An earthquake of magnitude 6.2 occurred late at night on December 18 in Jishishan County, Linxia Prefecture, Gansu Province, China. The picture shows an aerial photo of Dahejia Town in Jishishan County after the earthquake on December 19. (AFP)
[The Epoch Times, December 25, 2023](Reported by Epoch Times reporter Xiao Lusheng) Hundreds of thousands of houses were damaged after the earthquake in Jishishan County, Gansu Province. The CCP once claimed that the local area had been lifted out of poverty, but the tragic earthquake revealed the truth. Photos from the scene showed that many houses were made of loess. Local people said that if it were not for the earthquake, “no one would know how poor we are here.”
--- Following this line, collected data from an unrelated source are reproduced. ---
PR #345, opened 2025-08-26
Implement XR_META_performance_metrics extension

devloglogan:
Adds an extension wrapper implementation for [XR_META_performance_metrics](https://registry.khronos.org/OpenXR/specs/1.1/html/xrspec.html#XR_META_performance_metrics).

Performance metrics can be enabled via the `set_performance_metrics_enabled` function assuming the extension itself has been enabled in project settings. Once enabled the available metrics to measure can be obtained via the `get_performance_metrics_counter_paths` function, and those can be individually queried to receive a `Dictionary` of data with the `query_performance_metrics_counter` function.

The query function can be used with the `Performance` singleton to add custom monitors for debugging (screenshot below), I will in the near future add a doc page showing users how to do this. 🙂

Clipboard - August 26, 2025 12_34 PM


devloglogan:
After chatting with @dsnopek, having the extension wrapper automatically add the metrics as custom monitors for the user seemed like the correct way to go for this extension. When enabling the performance metrics system, that now happens! There's also another project setting (`performance_metrics_enable_on_startup`) that will make it so users don't have to enable the performance metrics system by hand.

Here's what the custom monitors look like now testing with Quest 3:
image

plugin/src/main/cpp/register_types.cpp
```diff
@@ -441,6 +448,8 @@ void add_plugin_project_settings() {
 	_add_bool_project_setting(project_settings, "xr/openxr/extensions/meta/composition_layer_settings", true);
 	_add_bool_project_setting(project_settings, "xr/openxr/extensions/meta/dynamic_resolution", true);
 	_add_bool_project_setting(project_settings, "xr/openxr/extensions/meta/headset_id", false);
+	_add_bool_project_setting(project_settings, "xr/openxr/extensions/meta/performance_metrics", false);
+	_add_bool_project_setting(project_settings, "xr/openxr/extensions/meta/performance_metrics_enable_on_startup", false);
```
dsnopek: Should the "enable on startup" option be `true` by default? If we think this is the most common way that the extension will be used, it seems like it should be? It won't do anything unless the extension itself is enabled, but this would mean one click instead of two

Also, I'm starting to wonder if we shouldn't use a different word than "enable" for this since it is confusing with the idea of enabling the OpenXR module? Maybe the word should be "capture" and so "capture on startup"? And perhaps this should be a suboption, similar to the color space and scene API options?

So, something like:

```suggestion
	_add_bool_project_setting(project_settings, "xr/openxr/extensions/meta/performance_metrics/capture_on_startup", true);
```

plugin/src/main/cpp/include/extensions/openxr_meta_performance_metrics_extension_wrapper.h
```diff
@@ -0,0 +1,137 @@
...
+	godot::Dictionary _get_requested_extensions() override;
+
+	void _on_instance_created(uint64_t instance) override;
+	void _on_instance_destroyed() override;
+	void _on_state_ready() override;
+
+	bool is_enabled() { return meta_performance_metrics_ext; }
+
+	void set_performance_metrics_enabled(bool p_enabled);
+	bool is_performance_metrics_enabled();
```
dsnopek: Again, maybe we could use the word "capture" rather than the more generic "enable"?

Maybe:

```suggestion
	void set_capture_performance_metrics(bool p_enabled);
	bool is_capturing_performance_metrics();
```

plugin/src/main/cpp/register_types.cpp
devloglogan: I agree with these suggestions, and I've applied them in the latest push. 🙂

plugin/src/main/cpp/include/extensions/openxr_meta_performance_metrics_extension_wrapper.h
devloglogan: Applied!

doc_classes/OpenXRMetaPerformanceMetricsExtensionWrapper.xml
```diff
@@ -0,0 +1,76 @@
...
+			<return type="bool" />
+			<description>
+				Returns [code]true[/code] if the extension is enabled; otherwise [code]false[/code].
+			</description>
+		</method>
+		<method name="query_performance_metrics_counter">
+			<return type="Dictionary" />
+			<param index="0" name="counter_path" type="String" />
+			<description>
+				Returns a [Dictionary] containing the following keys:
```
dsnopek: This can also return an empty dictionary. It should probably explain the conditions that can lead to that

devloglogan: Added a line detailing this!

devloglogan:
Pushed some changes updating the implementation to a more vendor-neutral API.

`OpenXRVendorPerformanceMetrics` is now the singleton that exposes the exact same API as before, it just requires an `OpenXRVendorPerformanceMetricsProvider` to be set (which `OpenXRMetaPerformanceMetrics` now inherits from).

On `OpenXRVendorPerformanceMetrics` I've also added a `capture_performance_metrics` property which can be used instead of the setter/getter.

doc_classes/OpenXRVendorPerformanceMetrics.xml
```diff
@@ -0,0 +1,69 @@
...
+		<method name="get_performance_metrics_counter_paths">
+			<return type="PackedStringArray" />
+			<description>
+				Returns a [code]PackedStringArray[/code] of counter paths that may be passed to [method query_performance_metrics_counter].
+			</description>
+		</method>
+		<method name="is_enabled">
+			<return type="bool" />
+			<description>
+				Returns [code]true[/code] if the extension is enabled; otherwise [code]false[/code].
```
m4gr3d:
```suggestion
				Returns [code]true[/code] if the singleton is enabled; otherwise [code]false[/code].
```

plugin/src/main/cpp/extensions/openxr_meta_performance_metrics_extension_wrapper.cpp
```diff
@@ -0,0 +1,253 @@
...
+
+	performance_metrics_counter_xr_paths.resize(num_counter_paths);
+	result = xrEnumeratePerformanceMetricsCounterPathsMETA(xr_instance, num_counter_paths, &num_counter_paths, performance_metrics_counter_xr_paths.ptrw());
+	if (XR_FAILED(result)) {
+		UtilityFunctions::print_verbose(vformat("Failed to get performance metrics counter paths [%s]", get_openxr_api()->get_error_string(result)));
+		performance_metrics_counter_xr_paths.clear();
+		return;
+	}
+
+	performance_metrics_counter_paths.resize(num_counter_paths);
```
m4gr3d, line 165: We should check if `num_counter_paths` is greater than 0 and return early if not.

plugin/src/main/cpp/include/classes/openxr_vendor_performance_metrics.h
```diff
@@ -0,0 +1,88 @@
...
+	};
+
+	OpenXRVendorPerformanceMetrics();
+	~OpenXRVendorPerformanceMetrics();
+
+	static OpenXRVendorPerformanceMetrics *get_singleton();
+
+	bool is_enabled();
+
+	void set_vendor_performance_metrics_provider(OpenXRVendorPerformanceMetricsProvider *p_provider);
```
m4gr3d, line 64: Should this and the getter be friend functions only exposed to class extending `OpenXRVendorPerformanceMetricsProvider`?

plugin/src/main/cpp/extensions/openxr_meta_performance_metrics_extension_wrapper.cpp
devloglogan: Done!

plugin/src/main/cpp/include/classes/openxr_vendor_performance_metrics.h
devloglogan: Could you expand on this a little bit? I understand friend classes, but looking up `friend` in use with functions, I'm not sure I see the advantage. From my understanding it seems like we could make these functions private, but then we'd have to make public functions (that would be the friend functions) in `OpenXRVendorPerformanceMetricsProvider`, which feels like unnecessary complexity. Perhaps I misunderstand though!

m4gr3d: Nevermind; I forgot that unless we expose these methods via `_bind_methods`, they're not public to the `gdscript` code.

PR #353, opened 2025-09-03
Allow embedding OpenXR validation layers on Android

dsnopek:
This PR will allow building and including the OpenXR validation layers (the core validation and best practices ones) into Android builds and automatically enable them.

**UPDATE (2025-12-11):** This now builds the validation layers into its own AAR file, which can then be included via an export option. It no longer has any issues with OpenGL, and godot_openxr_vendors has been updated for the earlier validation issues, but you still need to use it with Godot 4.6 which includes the fixes for the validation issues there. So, a lot of the original description no longer applies.

## Original description

But I'm not sure this is exposed to developers in the best way.

Presently, you need to pass `-PincludeOpenxrValidationLayers=true` to Gradle when building, and they'll be included in all the debug builds, and so using a debug build means you get the validation layers.

However, I wonder if it would be better to have an export option that can enable/disable adding the JSON files that are necessary to automatically enable the layers, so developers can easily turn them on and off at export time?

Another option is including them as "explicit" layers (rather than "implicit" layers, as it's currently doing) and then add a configuration option in Godot that can enable the layers if present (and adding them as "explicit" layers would make them present on Android)

@m4gr3d You also mentioned an idea of including them in a "dev" build (so, we'd have "debug", "release" and "dev" builds) but I'm not entirely sure how that would work? How does a developer choose to use a "dev" build?

If anyone decides to test actually test this:

1. You need to use Vulkan Mobile; it'll crash if you use OpenGL. I think this has to do with the options used when building the validation layers: I think they need to be built differently to support OpenGL, and I'm not sure if they can support both OpenGL and Vulkan in the same build. Since it works with Vulkan, that's what I've been testing with
2. To at least run the demo project, you need to also include the changes from PRs https://github.com/GodotVR/godot_openxr_vendors/pull/344 and https://github.com/godotengine/godot/pull/109969. Without those, the demo will crash!
3. There are some bugs in the upstream validation layers that will cause problems (for example, hand tracking may not work, depending on which additional extensions you have enabled) or even crash the app. For now, I recommend testing with the simplest app possible, with the fewest extensions enabled


plugin/build.gradle
```diff
@@ -217,6 +237,76 @@ dependencies {
     implementation "androidx.core:core-splashscreen:$versions.splashscreenVersion"
 }
 
+task buildOpenxrValidationLayersAndroid {
+    for (abi in ['arm64-v8a', 'x86_64']) {
+        def suffix = (abi == 'arm64-v8a') ? 'Arm64' : (abi == 'x86_64') ? 'X86_64' : abi
+
+        def libraryTargetDir = file("${khronosOpenxrValidationLayersAndroidLibraryTargetDir}/${abi}/${abi}")
```
m4gr3d: Why does the `libraryTargetDir` need `${abi}` twice as suffix?

plugin/build.gradle
```diff
@@ -217,6 +237,76 @@ dependencies {
...
+            into jsonTargetDir
+            dependsOn "buildOpenxrValidationLayersAndroid${suffix}"
+        }
+    }
+
+    dependsOn "copyOpenxrValidationLayersAndroidArm64Library"
+    dependsOn "copyOpenxrValidationLayersAndroidArm64JSON"
+
+    dependsOn "copyOpenxrValidationLayersAndroidX86_64Library"
+    dependsOn "copyOpenxrValidationLayersAndroidX86_64JSON"
```
m4gr3d: These could also be in the `for` loop.

plugin/build.gradle
dsnopek: It's because we are conditionally adding the path for the specific ABIs. So, for example, when we want to include x86_64 binaries, we tell Gradle to use a particular path, ("${khronosOpenxrValidationLayersAndroidLibraryTargetDir}/${abi}") and then it wants that path to also contain a directory named with the ABI.

We're already doing the same thing for the Khronos OpenXR Loader - this is just repeating that for the validation layers.

m4gr3d:
> But I'm not sure this is exposed to developers in the best way.

We can categorize the mechanism to expose the functionality to developers in two groups:
- Unbundled: the validation layers are not bundled in the default debug / release binaries we generate for the plugin, a developer has to either make their own build which include the validation layers, or grab an alternate build (e.g: dev build) (that we could provide in the github download page) that includes the validation layers.
- Bundled: the validation layers are bundled in the default debug binaries we generate for the plugin, and developers can turn them on / off either via an export option, or another mechanism.

The bundled option would be the more user-friendly option, however the increase in binary size might be a major cons. Do you know the size for debug build without validation layers vs one with validation layers?

dsnopek:
> Unbundled: the validation layers are not bundled in the default debug / release binaries we generate for the plugin, a developer has to either make their own build which include the validation layers, or grab an alternate build

I think it's worth pointing that it's also possible to use the OpenXR validation layers without any changes to the godot_openxr_vendors extension.

Like I said before creating this PR, an alternative to building this into godot_openxr_vendors would just be a short bit of documentation explaining how to enable the validation layers in a Godot app (you just have to put the files in very specific places it your project). The main inconvenience is that Khronos doesn't make Android binaries available. But this doesn't _need_ to be built into godot_openxr_vendors at all.

> The bundled option would be the more user-friendly option, however the increase in binary size might be a major cons. Do you know the size for debug build without validation layers vs one with validation layers?

It's more user-friendly, but I doubt many normal users will want to use the validation layers. The errors aren't actionable for them (other than to make an issue for us, I guess), and if a validation error is encountered, it'll prevent the given feature from working, whereas it may have worked just fine even though we were doing something wrong (or there is a bug in the validation layers). All the cases so far where we fixed something based on the validation errors worked fine, even if we were using the API incorrectly.

Here's the size of the `.bin/android/debug/godotopenxr-meta-debug.aar`  file (all the AARs have a similar size):

- `master`: 2.6mb
- This PR: 5.6mb

I'm actually surprised by how small the difference is - when I previously got the 81mb, I must have had debug symbols enabled? Checking now, the `libXrApiLayer_core_validation.so` decompressed from the AAR file is only 11.4mb in total for both architectures. My most recent builds were without debug symbols

This will have a bigger impact on our total build size, though, because these .so files are duplicated in every AAR

validation_layers/build.gradle
```diff
@@ -0,0 +1,151 @@
...
+        targetCompatibility versions.javaVersion
+    }
+
+    kotlinOptions {
+        jvmTarget = versions.javaVersion
+    }
+}
+
+dependencies {
+    implementation "androidx.fragment:fragment:$versions.fragmentVersion"
```
m4gr3d: I don't think we need this since we have no java / kotlin code.

validation_layers/build.gradle
```diff
@@ -0,0 +1,151 @@
...
+
+    sourceSets {
+        main {
+            jniLibs.srcDirs += [
+                "${khronosOpenxrValidationLayersAndroidLibraryTargetDir}/arm64-v8a",
+                "${khronosOpenxrValidationLayersAndroidLibraryTargetDir}/x86_64",
+            ]
+
+            // We don't need to give separate values for arm64-v8a and x86_64 - just one of them is fine.
+            assets.srcDirs += ["${khronosOpenxrValidationLayersAndroidAssetsTargetDir}/arm64-v8a"]
```
m4gr3d: Let's just use the regular `jnilibs` directory (e.g: `src/main/jniLibs`) and regular assets directory (e.g: `src/main/assets`)

validation_layers/build.gradle
```diff
@@ -0,0 +1,151 @@
...
+    }
+
+    compileOptions {
+        sourceCompatibility versions.javaVersion
+        targetCompatibility versions.javaVersion
+    }
+
+    kotlinOptions {
+        jvmTarget = versions.javaVersion
+    }
```
m4gr3d, line 97: You should include the `publishing` block to configure for publication to maven central

https://github.com/GodotVR/godot_openxr_vendors/blob/d0b90451a19d18b1ab66fa99fc2e501d7461920b/plugin/build.gradle#L156

validation_layers/build.gradle
```diff
@@ -0,0 +1,151 @@
...
+def khronosOpenxrValidationLayersAndroidBuildDir = file("${buildDir}/temp/openxr_validation_layers_build")
+
+android {
+    compileSdk versions.compileSdk
+    ndkVersion versions.ndkVersion
+
+    defaultConfig {
+        minSdk versions.minSdk
+        targetSdk versions.targetSdk
+        versionName getReleaseVersion()
```
m4gr3d: Do the validation layers have their own version?

plugin/src/main/cpp/include/export/validation_layers_export_plugin.h
```diff
@@ -0,0 +1,56 @@
...
+	OpenXRValidationLayersEditorExportPlugin();
+
+	String _get_name() const override;
+
+	bool _supports_platform(const Ref<EditorExportPlatform> &platform) const override;
+
+	String _get_export_option_warning(const Ref<EditorExportPlatform> &platform, const String &option) const override;
+	TypedArray<Dictionary> _get_export_options(const Ref<EditorExportPlatform> &platform) const override;
+
+	PackedStringArray _get_android_libraries(const Ref<EditorExportPlatform> &platform, bool debug) const;
```
m4gr3d: Should also include the override for `_get_android_dependencies` after the `publishing` configuration mentioned below is done.

validation_layers/build.gradle
dsnopek: They are versioned with together with OpenXR. So, with the submodule that's checked out, this would be 1.1.53

validation_layers/build.gradle
dsnopek: I usually try to reserve the regular directories for things we're actually committing to the repo. We can certainly put them there and setup `.gitignore`, but since these are "temporary" things that are created in the build process, that's why I have them using a "temp" directory

validation_layers/build.gradle
dsnopek: Removed!

validation_layers/build.gradle
m4gr3d: Sounds good, let's keep this approach then.

validation_layers/build.gradle
dsnopek: I'm pretty confused about how to do this. For normal vendor plugin, we've got `scripts/publish-module.gradle` and `scripts/publish-root.gradle`. Do I need to recreate this for the validation layers? Or, can I somehow include the validation layers in that?

dsnopek:
Aha, it appears my earlier attempts to fix OpenGL worked! However, using the validation layers with Godot 4.5 will still crash, because it doesn't have https://github.com/godotengine/godot/pull/109969

So, maybe this should actually be saved for version 5.x?

m4gr3d (approved):
Looks good!

As discussed, I'll follow up this PR with the addition to push the new library to maven central.

validation_layers/build.gradle
```diff
@@ -0,0 +1,147 @@
...
+        def jsonTargetDir = file("${khronosOpenxrValidationLayersAndroidAssetsTargetDir}/${abi}/openxr/1/api_layers/implicit.d")
+        def buildDir = file("${khronosOpenxrValidationLayersAndroidBuildDir}/${abi}")
+
+        tasks.create(name: "configureOpenxrValidationLayersAndroid${suffix}", type: Exec) {
+            doFirst {
+                buildDir.mkdirs()
+            }
+            workingDir buildDir
+            commandLine [
+                "cmake",
```
m4gr3d: @dsnopek This fails on Windows if `cmake` is not on the `PATH` env variable.

I'm wondering if instead we can use the `cmake` binary provided by Android Studio..

m4gr3d: I was able to provide a valid `cmake` path but now I'm running into a `Python3 not found` issue, even though I have `python3` installed and on the `PATH` env variable.

```
> Task :validation_layers:configureOpenxrValidationLayersAndroidArm64
-- Building for: Visual Studio 17 2022
-- Android: Targeting API '35' with architecture 'arm64', ABI 'arm64-v8a', and processor 'aarch64'
-- Android: Selected unified Clang toolchain
-- The C compiler identification is unknown
-- The CXX compiler identification is unknown
-- Detecting C compiler ABI info
-- Detecting C compiler ABI info - done
-- Check for working C compiler: C:/Users/fhuya/AppData/Local/Android/Sdk/ndk/28.1.13356709/toolchains/llvm/prebuilt/windows-x86_64/bin/clang.exe - skipped
-- Detecting CXX compiler ABI info
-- Detecting CXX compiler ABI info - done
-- Check for working CXX compiler: C:/Users/fhuya/AppData/Local/Android/Sdk/ndk/28.1.13356709/toolchains/llvm/prebuilt/windows-x86_64/bin/clang++.exe - skipped
-- Could NOT find Python3 (missing: Python3_EXECUTABLE Interpreter) 
-- Performing Test HAVE_FILESYSTEM_IN_STD
-- Performing Test HAVE_FILESYSTEM_IN_STD - Failed
-- Performing Test HAVE_FILESYSTEM_IN_STDEXPERIMENTAL
-- Performing Test HAVE_FILESYSTEM_IN_STDEXPERIMENTAL - Failed
-- Performing Test HAVE_FILESYSTEM_IN_STD_17
-- Performing Test HAVE_FILESYSTEM_IN_STD_17 - Failed
-- Performing Test HAVE_FILESYSTEM_WITHOUT_LIB
-- Performing Test HAVE_FILESYSTEM_WITHOUT_LIB - Failed
-- Performing Test HAVE_FILESYSTEM_NEEDING_LIBSTDCXXFS
-- Performing Test HAVE_FILESYSTEM_NEEDING_LIBSTDCXXFS - Failed
-- Performing Test HAVE_FILESYSTEM_NEEDING_LIBCXXFS
-- Performing Test HAVE_FILESYSTEM_NEEDING_LIBCXXFS - Failed
-- Found Vulkan: C:/Users/fhuya/AppData/Local/Android/Sdk/ndk/28.1.13356709/toolchains/llvm/prebuilt/windows-x86_64/sysroot/usr/lib/aarch64-linux-android/35/libvulkan.so  
-- Enabling Vulkan support
-- Looking for pthread.h
-- Looking for pthread.h - found
-- Performing Test CMAKE_HAVE_LIBC_PTHREAD
-- Performing Test CMAKE_HAVE_LIBC_PTHREAD - Failed
-- Looking for pthread_create in pthreads
-- Looking for pthread_create in pthreads - not found
-- Looking for pthread_create in pthread
-- Looking for pthread_create in pthread - not found
-- Check if compiler accepts -pthread
-- Check if compiler accepts -pthread - yes
-- Found Threads: TRUE  
-- Could NOT find JsonCpp (missing: JsonCpp_INCLUDE_DIR JsonCpp_LIBRARY) 
-- Could NOT find glslc, using precompiled .spv files
-- Looking for secure_getenv
-- Looking for secure_getenv - not found
-- Looking for __secure_getenv
-- Looking for __secure_getenv - not found
-- Looking for clock_gettime
-- Looking for clock_gettime - found
-- OpenXR 1.1.53
CMake Error at src/CMakeLists.txt:443 (message):
  Python 3 not found, but pre-generated
  D:/playground/godotengine/v4x/godot_openxr_vendors/thirdparty/openxr-source/src/xr_generated_dispatch_table.h
  not found
Call Stack (most recent call first):
  src/CMakeLists.txt:510 (run_xr_xml_generate)
```

validation_layers/build.gradle
m4gr3d: So should this be set to the OpenXR version instead of setting it to the vendors plugin version?

dsnopek: We could go either way.

The OpenXR version will probably match whatever OpenXR version we use in godot_openxr_vendors, so versioning it like godot_openxr_vendors means it's the matching version. I'd probably lean towards that actually!

But since it doesn't really _depend_ on the other stuff in the plugin, using the "true" version could also make sense

validation_layers/build.gradle
dsnopek: Ugh, Windows is the worst!

Using the cmake from the Android build chain is a pretty good idea, because we know folks have it. I'm surprised it can't find Python, because you also need to have Python in order to run scons, and that somehow works :-/

When I have a chance to boot up Windows, I'll see what I can figure out

dsnopek: Poking around the internet, apparently, you can pass in `-DPython3_EXECUTABLE="C:/path/to/python.exe"` on the cmake configuration command. That may work for you?

It's not the ideal solution, though. Supposedly, cmake should be able to find it automatically

m4gr3d: Thanks, I'll give it a try!

Things seems to work as expected on macos, so Windows is the only outlier.

m4gr3d: I managed to solve the build issues on windows, so this PR should be good to go once you merge the changes in https://github.com/dsnopek/godot_openxr_vendors/pull/1

dsnopek: Awesome, thanks! I've pulled in your changes from that PR (and added you as a `Co-authored-by` on the commit)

At 11:59 in the middle of the night on December 18, a 6.2-magnitude earthquake occurred in Jishishan County, Linxia Prefecture, Gansu Province, causing a large number of casualties and damaging hundreds of thousands of houses. Pictures from the scene show that many local adobe houses collapsed, many of which were made of loess embryos.
The WeChat public account “Uncle Bing Chats” posted that the earthquake in Gansu allowed the Chinese people to see the true face of rural poverty. “In the disaster areas, the housing standards of the victims are still stuck in the 1980s and 1990s, or even in the 1950s and 1960s.” ”. Some netizens criticized, “What kind of houses are these? They are completely made of loess embryos. How can such a house withstand earthquakes?” Some netizens questioned, “What about the promised rural revitalization? Where have all the funds allocated by superiors gone?” It’s really incredible.”
After the 6.2-magnitude earthquake occurred in Gansu on December 19, 2023, local residents’ houses were severely damaged. (Jia Shengyang/VCG via Getty Images △)
A 77-year-old low-income householder told the Beijing Youth Daily, “If it weren’t for this (earthquake), no one would know how poor we are here.” The victim lives with his wife and granddaughter in a cement-brick house.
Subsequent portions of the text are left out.